La société Isor Holding qui perd le procès sera condamnée aux dépens d'appel et à payer à Mme [D] la somme de 2 500 € en remboursement de ses frais irrépétibles de l'instance d'appel et à payer à la société ISS Facility Services celle de 1 500 € sur le fondement de l'article 700 du code de procédure civile.

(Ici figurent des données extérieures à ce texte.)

PR #93, opened 2020-09-15
Admin tool for getting various stream info

darkdarkdragon:
Adds 'tools' tab to admin's page.
Allows to enter playback ID, stream key or manfiest ID and will shows various information about stream

**Screenshots (optional):**
image

### DIFF
--- a/packages/api/src/controllers/stream.js
+++ b/packages/api/src/controllers/stream.js
@@ -475,6 +475,49 @@ app.delete('/:id', authMiddleware({}), async (req, res) => {
   res.end()
 })
 
+app.get('/:id/info', authMiddleware({ anyAdmin: true }), async (req, res) => {
+  let { id } = req.params
+  let stream = await db.stream.getByStreamKey(id, { useReplica: true })
+  let session,
+    isPlaybackid = false,
+    isStreamKey = !!stream,
+    isSession = false
+  if (!stream) {
+    stream = await db.stream.getByPlaybackId(id, { useReplica: true })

Le jugement entrepris sera confirmé sur les dépens et les frais irrépétibles.
PAR CES MOTIFS
Confirme le jugement entrepris en ce qu'il a :
*prononcé la résiliation judiciaire du contrat de travail de Mme [Z] [D] aux torts de la société Isor au 18 janvier 2022,
*dit et jugé que cette résiliation judiciaire produit les effets d'un licenciement dépourvu de cause réelle et sérieuse,
en conséquence,
*condamné la sas Isor à payer à Mme [D] les sommes suivantes :
-1 921,92 € à titre d'indemnité compensatrice de préavis,
-192,19 € à titre de congés payés sur préavis,
-920,12 € à titre d'indemnité de licenciement,
-4 800 € à titre d'indemnité pour licenciement sans cause réelle et sérieuse,
-1 500 € au titre de l'article 700 du code de procédure civile,
ainsi que les dépens,
et dit que la société Isor Holding qui vient aux droits de la société Isor supportera ces condamnations,
Le réforme sur le montant des salaires alloués à Mme [D] et l'infirme sur la demande de dommages et intérêts pour gestion fautive du contrat de travail,
statuant à nouveau, des chefs réformés et infirmé, et y ajoutant,
Déclare recevables les demandes nouvelles en paiement de rappel de salaires jusqu'au 18 janvier 2022,
Condamne la société Isor Holding, venant aux droits de la société Isor, à payer à Mme [Z] [D] les sommes suivantes :
*1 000 € à titre de dommages et intérêts pour gestion fautive du contrat de travail,
*17 701,32 € à titre de rappel de salaire du 1er juillet 2020 au 18 janvier 2022,
*1 770,13 € au titre des congés payés y afférents,
* 2 500 € en remboursement des frais irrépétibles de l'instance d'appel,
Ordonne à la société Isor Holding, venant aux droits de la société Isor, de remettre à Mme [D] des bulletins de paie et documents de fin de contrat conformes à l'arrêt et rejette la demande d'astreinte,
Condamne la société Isor Holding à payer à la société ISS Facility Services, venant aux droits de la société ISS Propreté, la somme de 1 500 € sur le fondement de l'article 700 du code de procédure civile,
Condamne la société Isor Holding aux dépens.
Le présent arrêt a été signé par S.BLUMÉ, présidente et par C.DELVER, greffière.